In recent years, Pentagon advocacy for pursuing a strategy of “space control” that includes war-fighting “in, from and through space”1 has reached a fever pitch. Top Pentagon and Air Force space officials have repeatedly testified to Congress and made public speeches about the need for the U.S. military to establish “space dominance” to counter enemies of the future. Some officials, such as General Lance Lord, chief of Air Force Space Command, have even declared that “war in space has begun.”2
What remains uncertain, however, is whether such a strategy actually has been politically endorsed at the White House level and is consistent with national space policy.
Officially, the National Space Policy promulgated by President Bill Clinton in 1996 still stands, a policy that had previously been interpreted as eschewing the deployment of anti-satellite (ASAT) weapons and weapons in orbit, reflecting more than 40 years of informal restraint both by Republican and Democratic administrations.
National security adviser Condoleezza Rice in 2002 launched a review of space policy, but that review is still pending. Indeed, in the four years since the inauguration of President George W. Bush, no new public documents that explain overarching administration (or Department of Defense) policy toward space weapons have been released. The single new policy paper relating to the issue was approved at Pentagon level, “DoD Policy on Space Control,” signed by Defense secretary Donald Rumsfeld in January 2001. That policy, however, is classified as secret.
Meanwhile, there has been a steady trickle of lower-level military planning and doctrine documents that seem to codify U.S. intentions to develop, deploy, and eventually use space weapons.
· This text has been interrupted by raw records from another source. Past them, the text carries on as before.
PR #9611, opened 2023-12-18
Wise: Custom Transfer Details support

kewitz:


server/graphql/v2/object/Expense.ts
```diff
@@ -493,6 +494,31 @@ const GraphQLExpense = new GraphQLObjectType<ExpenseModel, express.Request>({
           }
         },
       },
+      validateTransferRequirements: {
+        type: GraphQLJSON,
+        args: {
+          details: {
+            type: GraphQLJSON,
```
hdiniz, line 501: Is it possible to add more strict typing to the return and input of this field?

kewitz: I typed the return. I didn't type the argument because it is dynamically generated by whatever it is requested by Wise and it varies depending on the currency.

PR #9619, opened 2023-12-21
prepare host-report for separate taxes and payment processor fees

znarf:


Betree:
@znarf code updated. For OCEU, I get:
> { VAT: { collected: 3803, paid: -53010 } }

PR #9625, opened 2023-12-22
Transactions: Ignore activities for some kinds

Betree:
Related to https://github.com/opencollective/opencollective/issues/7162

### DIFF
--- a/server/models/Transaction.ts
+++ b/server/models/Transaction.ts
@@ -1459,7 +1459,7 @@ Transaction.createFromContributionPayload = async (
 };
 
 Transaction.createActivity = (transaction, options) => {
-  if (transaction.deletedAt) {
+  if (transaction.deletedAt || ['TAX', 'PAYMENT_PROCESSOR_FEE'].includes(transaction.kind)) {
     return Promise.resolve();
   }
   return (


server/models/Transaction.ts
```diff
@@ -1459,7 +1459,7 @@ Transaction.createFromContributionPayload = async (
 };
 
 Transaction.createActivity = (transaction, options) => {
-  if (transaction.deletedAt) {
+  if (transaction.deletedAt || ['TAX', 'PAYMENT_PROCESSOR_FEE'].includes(transaction.kind)) {
```
znarf, line 1462: You could use constants instead of strings here.

znarf (approved):
Looks good.

Should that be extended to other kinds? Could be seen as a breaking change but is this used really?

server/models/Transaction.ts
Betree: Now that the model is typed with Typescript, I don't see using constants as a strong requirement; it makes the code more verbose, and we'll get an error if there's a typo in the string anyway.

Betree:
> Looks good.
> 
> Should that be extended to other kinds? Could be seen as a breaking change but is this used really?

We could, but it's impossible to know whether some webhooks may depend on that or not. I'm playing the safe card for now and will iterate with https://github.com/opencollective/opencollective/issues/7162.

PR #9643, opened 2023-12-29
Emails: remove unused debug preview

Betree:
As far as I'm aware, no one uses this, and it doesn't seem necessary now that we have maildev in place.


znarf (approved):
Good riddance!

PR #9649, opened 2024-01-02
Removing `Missing CODA_IN_APP_SURVEY_TOKEN` error message for development in Toast

samkevin1:
Related: https://github.com/opencollective/opencollective/issues/7048


server/graphql/v2/mutation/SendSurveyResponseMutation.ts
```diff
@@ -53,6 +53,10 @@ export const sendSurveyResponseMutation = {
     };
 
     try {
+      if (config.env === 'development') {
+        return true;
+      }
+
```
Betree, line 59: This is a blocker to me: we need the ability to work on this feature in local dev environments. Shared my concerns in https://github.com/opencollective/opencollective/issues/7048#issuecomment-1876453672.

server/graphql/v2/mutation/SendSurveyResponseMutation.ts
```diff
@@ -30,8 +30,8 @@ export const sendSurveyResponseMutation = {
     }
     const CODA_TOKEN = process.env.CODA_IN_APP_SURVEY_TOKEN;
 
-    if (!CODA_TOKEN) {
-      throw new UnexpectedError('Missing CODA_IN_APP_SURVEY_TOKEN');
+    if (!CODA_TOKEN && config.env !== 'development') {
+      throw new UnexpectedError('Missing CODA_IN_APP_SURVEY_TOKEN environment variable');
```
Betree, line 34: I would argue for the opposite: never show such a technical error message to end-users.

```suggestion
    if (!CODA_TOKEN) {
      throw new UnexpectedError(config.env !== 'development' ? 'Missing CODA_IN_APP_SURVEY_TOKEN environment variable' : 'An unexpected error happened while submitting the survey');
```

Betree (changes requested):
Thanks for the contribution! I have a few concerns with the scope of the root issue that I've shared in https://github.com/opencollective/opencollective/issues/7048#issuecomment-1876453672.

server/graphql/v2/mutation/SendSurveyResponseMutation.ts
samkevin1: Shouldn't it be `(config.env === 'development' ? 'Missing CODA_IN_APP_SURVEY_TOKEN environment variable' : 'An unexpected error happened while submitting the survey')` instead?

Betree: Indeed

Betree (approved):

Betree:
Good for me, I'll let @gustavlrsn give a 2nd review

gustavlrsn (approved):
Looks good to me!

The most recent is the Air Force’s Aug. 2 “Counterspace Operations Doctrine.”3 This precedent-setting document outlines Air Force guidelines for conducting ASAT operations, possibly pre-emptively, against satellite systems being used by enemies, whether they be dedicated military satellites; those with primarily commercial functions; or those owned and/or operated by third parties, whether governments or commercial entities.
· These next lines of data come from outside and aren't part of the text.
PR #9651, opened 2024-01-03
Tweaks and Fixes from Hosted Collectives dashboard

kewitz:


server/graphql/v2/interface/IsMemberOf.js
```diff
@@ -102,6 +111,20 @@ export const IsMemberOfFields = {
...
+      if (!isNil(args.isFrozen)) {
+        if (args.isFrozen) {
+          set(collectiveConditions, `data.features.${FEATURE.ALL}`, false);
+        } else {
+          set(collectiveConditions, `data.features.${FEATURE.ALL}`, { [Op.is]: null });
+        }
+      }
+      if (args.isDeleted === true) {
+        where.deletedAt = { [Op.not]: null };
+        if (args.role.includes('HOST')) {
```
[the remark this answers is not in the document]
kewitz: Yep... I considered writing a dedicated resolver for hosted collectives, should I do that?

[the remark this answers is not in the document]
gustavlrsn: Nice enhancement 👍

server/graphql/v2/object/Host.js
```diff
@@ -1137,6 +1145,130 @@ export const GraphQLHost = new GraphQLObjectType({
...
+          orderBy: {
+            type: GraphQLOrderByInput,
+            description: 'Order of the results',
+          },
+        },
+        async resolve(host, args, req) {
+          const isAdmin = req.remoteUser?.isAdmin(host.id);
+          if (!isAdmin) {
+            throw new Unauthorized('You need to be logged in as an admin of the host to see its hosted accounts');
+          }
```
gustavlrsn, line 1187: Could this be public? Seems useful to use this query also on the public profile pages of a host to display hosted collectives instead of using `memberOf`

server/graphql/v2/object/Host.js
```diff
@@ -1137,6 +1145,130 @@ export const GraphQLHost = new GraphQLObjectType({
...
+            } else if (args.hostFeesStructure === HOST_FEE_STRUCTURE.MONTHLY_RETAINER) {
+              throw new ValidationFailed('The MONTHLY_RETAINER fees structure is not supported yet');
+            }
+          }
+
+          if (args.isUnhosted) {
+            const unhostedActivities = await models.Activity.findAll({
+              where: { type: 'collective.unhosted', HostCollectiveId: host.id },
+              attributes: ['CollectiveId'],
+            });
```
gustavlrsn, line 1221: Not a blocker, and not sure how true it is, but I'm wondering if using the Members table to find deleted memeberships as in the previous solution might be faster than searching in the larger Activities table

server/graphql/v2/object/Host.js
```diff
@@ -1137,6 +1145,130 @@ export const GraphQLHost = new GraphQLObjectType({
...
+        },
+        async resolve(host, args, req) {
+          const isAdmin = req.remoteUser?.isAdmin(host.id);
+          if (!isAdmin) {
+            throw new Unauthorized('You need to be logged in as an admin of the host to see its hosted accounts');
+          }
+
+          const where = {
+            HostCollectiveId: host.id,
+          };
```
gustavlrsn, line 1191:
```suggestion
          const where = {
            HostCollectiveId: host.id,
            id: { [Op.not]: host.id },
          };
```

server/graphql/v2/object/Host.js
```diff
@@ -1137,6 +1145,130 @@ export const GraphQLHost = new GraphQLObjectType({
...
+            };
+          }
+
+          if (!isNil(args.isFrozen)) {
+            if (args.isFrozen) {
+              set(where, `data.features.${FEATURE.ALL}`, false);
+            } else {
+              set(where, `data.features.${FEATURE.ALL}`, { [Op.is]: null });
+            }
+          }
```
gustavlrsn, line 1205: Would it be sufficient to only add this condition when isFrozen is `true`? Since isFrozen has a default value of false, it will always add this condition, so would be nice to avoid if possible

```suggestion
          if (args.isFrozen) {
            set(where, `data.features.${FEATURE.ALL}`, false);
          }
```

server/graphql/v2/object/Host.js
kewitz: Hey @gustavlrsn, we have two problems with the Members table I'm trying to avoid:
1. A host Member record is created before the host application is approved, which causes this to list collectives that applied and were rejected.
2. You can have multiple instances of the same membership deleted, this caused some collectives to appear multiple times.

server/graphql/v2/object/Host.js
kewitz: Not really, because this would prevent us from removing frozen collectives from the active tab.

PR #9653, opened 2024-01-04
Wise: round total amount to pay

Betree:
Fix https://github.com/opencollective/opencollective/issues/6748


Betree:
cc @kewitz, I assumed we can end up in this situation when summing the quotes with cases like:

```
> 0.2+0.1
0.30000000000000004
```

kewitz (approved):

kewitz:
@Betree sometimes you gotta give up for all the Rust people on the internet hammering down on JS.

Betree:
@kewitz [Even Rust](https://play.rust-lang.org/?version=stable&mode=debug&edition=2021&gist=eacdc395eb310fc6f80caca94526f08c) is not safe from this bug :smiling_face_with_tear:

PR #9667, opened 2024-01-09
Modify root redirect cookie

gustavlrsn:
- Changing the name of the `rootRedirect` cookie to `rootRedirectDashboard` to signify that we're only interested in the presence of the cookie, not it's value.
- Making sure to clear the cookie if user turns off the preview feature

### DIFF
--- a/config/custom-environment-variables.json
+++ b/config/custom-environment-variables.json
@@ -231,5 +231,10 @@
     "url": "STATSD_URL",
     "port": "STATSD_PORT",
     "prefix": "STATSD_PREFIX"
+  },
+  "features": {
+    "dashboard": {
+      "redirect": "FEATURES_DASHBOARD_REDIRECT"
+    }
   }
 }
--- a/server/middleware/authentication.js
+++ b/server/middleware/authentication.js
@@ -11,6 +11,7 @@ import * as connectedAccounts from '../controllers/connectedAccounts';
 import { verifyJwt } from '../lib/auth';
 import errors from '../lib/errors';
 import logger from '../lib/logger';
+import { clearRedirectCookie, setRedirectCookie } from '../lib/redirect-cookie';
 import { reportMessageToSentry } from '../lib/sentry';
 import { TWITTER_SCOPES } from '../lib/twitter';
 import { getBearerTokenFromRequestHeaders, parseToBoolean } from '../lib/utils';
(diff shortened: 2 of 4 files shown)


gustavlrsn:
* `main`
  * **PR #9667** <a href="https://app.graphite.dev/github/pr/opencollective/opencollective-api/9667?utm_source=stack-comment-icon" target="_blank">Graphite</a>  👈

This [stack of pull requests](https://stacking.dev/?utm_source=stack-comment) is managed by [Graphite](https://app.graphite.dev/github/pr/opencollective/opencollective-api/9667?utm_source=stack-comment).

znarf:
I'm wondering what will be the strategy when Dashboard will become the default

gustavlrsn:
Pushed a fix to have a config variable able to set the default status of the Dashboard

server/middleware/authentication.js
```diff
@@ -152,13 +153,10 @@ const _authenticateUserByJwt = async (req, res, next) => {
...
 
   const { earlyAccess = {} } = user.collective.settings || {};
-  if (earlyAccess.dashboard) {
-    res.cookie('rootRedirect', 'dashboard', {
-      secure: true,
-      httpOnly: true,
-      sameSite: 'strict',
-      maxAge: 24 * 60 * 60 * 1000 * 365,
-    });
+  if (earlyAccess.dashboard || (parseToBoolean(config.dashboardIsDefault) && earlyAccess.dashboard !== false)) {
```
znarf, line 156: Sorry if this was done this way based on my input but we should avoid putting config at the root level, this looks a bit unorganized. Suggesting something like `config.features.dashboard` or `config.features.dashboard.redirect`.

config/custom-environment-variables.json
```diff
@@ -231,5 +231,6 @@
     "url": "STATSD_URL",
     "port": "STATSD_PORT",
     "prefix": "STATSD_PREFIX"
-  }
+  },
+  "dashboardIsDefault": "DASHBOARD_IS_DEFAULT"
```
znarf, line 235:
```suggestion
  "features": {
    "dashboard": {
      "redirect": "FEATURES_DASHBOARD_REDIRECT"
    }
  }
```

znarf: Something like this, not sure of the syntax.

server/middleware/authentication.js
gustavlrsn: Changed to `config.features.dashboard.redirect` 👍

znarf (approved):
Ok, looks good. As I understand, this works well because in staging and production, we have an advanced proxy system that is properly forwarding the Cookie header. 

At it stands, this would not work in other environments.

gustavlrsn:
@znarf this should be working in other environments than staging and production. I've tested using the staging API with a local frontend, and it seems to work.

The cookie set on the API is passed along the response as long as the SameSite attribute is fulfilled, which is [configured like this](https://github.com/opencollective/opencollective-api/commit/86f3fd6a20808ade4ea300db5ff54814a87410e4#diff-034dd2229228863fb749aaad973334b70af27934fc92251dca67c9f52f0d5290R6-R11):
```
sameSite: config.env === 'production' ? 'lax' : 'none',
```

Setting sameSite to "none" is what enables the cookie to be passed along cross-domains, from on environment other than production it is set to "none", so that the cookie set on https://staging-api.opencollective.com will be passed along to `localhost` for development. 

From what I understand site refers to the last parts of a domain, i.e. "api.opencollective.com" and "www.opencollective.com" is the same site which means that "lax" (that prevents cross-site requests) should hopefully work there.

PR #9674, opened 2024-01-11
Fix all occurrences of UNUSED_VAR_ASSIGN reported by Deepscan

znarf:


server/graphql/v2/object/TierStats.ts
```diff
@@ -19,6 +19,7 @@ export const GraphQLTierStats = new GraphQLObjectType({
         type: new GraphQLNonNull(GraphQLAmount),
         async resolve(tier, args, req) {
           const totalDonated = await req.loaders.Tier.totalDonated.load(tier.id);
+          // Why are we defensive here? there is no Tier without currency in the database
```
znarf, line 22: @Betree should we consider removing that code, why are we fetching currency again?

Betree: I did this because, while we don't have any entry like that today, tier's `currency` is currently defined as a nullable column. I'm ok with removing it, but then we should ideally make the column non-nullable to make things consistent.

znarf: All good

znarf: Replacing my comment with another one.

PR #9675, opened 2024-01-11
Fix remaining issues reported by Deepscan

znarf:


server/lib/ocr/klippa/KlippaOCRService.ts
```diff
@@ -18,8 +18,9 @@ export class KlippaOCRService implements ExpenseOCRService {
     private apiKey: string,
     private user: User,
   ) {
-    this.apiKey = apiKey;
-    this.user = user;
+    // this.apiKey = apiKey;
+    // this.user = user;
+    // See: https://dev.to/satansdeer/typescript-constructor-shorthand-3ibd
```
Betree, line 23: Not a fan of this TS syntax, unless you know about it it's an easy one to miss.

Suggestion for a simpler comment, in case we do want to adopt this.

```suggestion
    // Typescript constructor automatically assign parameters to `this`
```

server/lib/payments.js
```diff
@@ -301,7 +301,7 @@ export async function refundPaymentProcessorFee(
     // TODO: We're now able to support this more easily, we should implement
     const processorFeeInHostCurrency =
       processorFeeTransaction?.amountInHostCurrency || transaction.paymentProcessorFeeInHostCurrency;
-    if (refundedPaymentProcessorFee && refundedPaymentProcessorFee !== processorFeeInHostCurrency) {
```
Betree, line 304: It's not exactly the same thing: If I get refundedPaymentProcessorFee=0 and processorFeeInHostCurrency=10, I don't want to show any warning as it is not a partial refund. The warning should only be there if `refundedPaymentProcessorFee` is truthy (> 0) **and** different than `processorFeeInHostCurrency`

Betree (commented):
A bit concerned about the refund thing below, the rest looks good

server/lib/payments.js
znarf: Good feedback but it's now what you think. The change is done because of the following report:

```Condition 'refundedPaymentProcessorFee' is always true at this point because it is already checked at line 290 .```

server/lib/ocr/klippa/KlippaOCRService.ts
znarf: I understand and was also surprised by this, this is why I decided to keep the current code commented and try to explain what's happening.

znarf: I considered keeping it like it was but "as en engineer" felt it was wrong to set something that was already there.

PR #9679, opened 2024-01-12
Host Settlement: add currency to created items

Betree:
Follow-up on https://github.com/opencollective/opencollective-api/pull/9529


znarf (approved):
Perfect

Another document published in August by the Joint Chiefs of Staff similarly sets out operational guidelines for coordinating space operations across the services, including those to destroy enemy satellites and space systems.4
The situation begs a number of questions: What exactly is U.S. policy on the weaponization of space? Is the United States now determined unilaterally to break the taboo against arming the heavens that has stood since the dawn of the space age? Has such a policy and strategy been blessed, either formally or informally with a wink and a nod, by the White House? Is the Pentagon or Air Force simply trying to take advantage of a policy vacuum by rushing to quietly implement a more aggressive approach to military space?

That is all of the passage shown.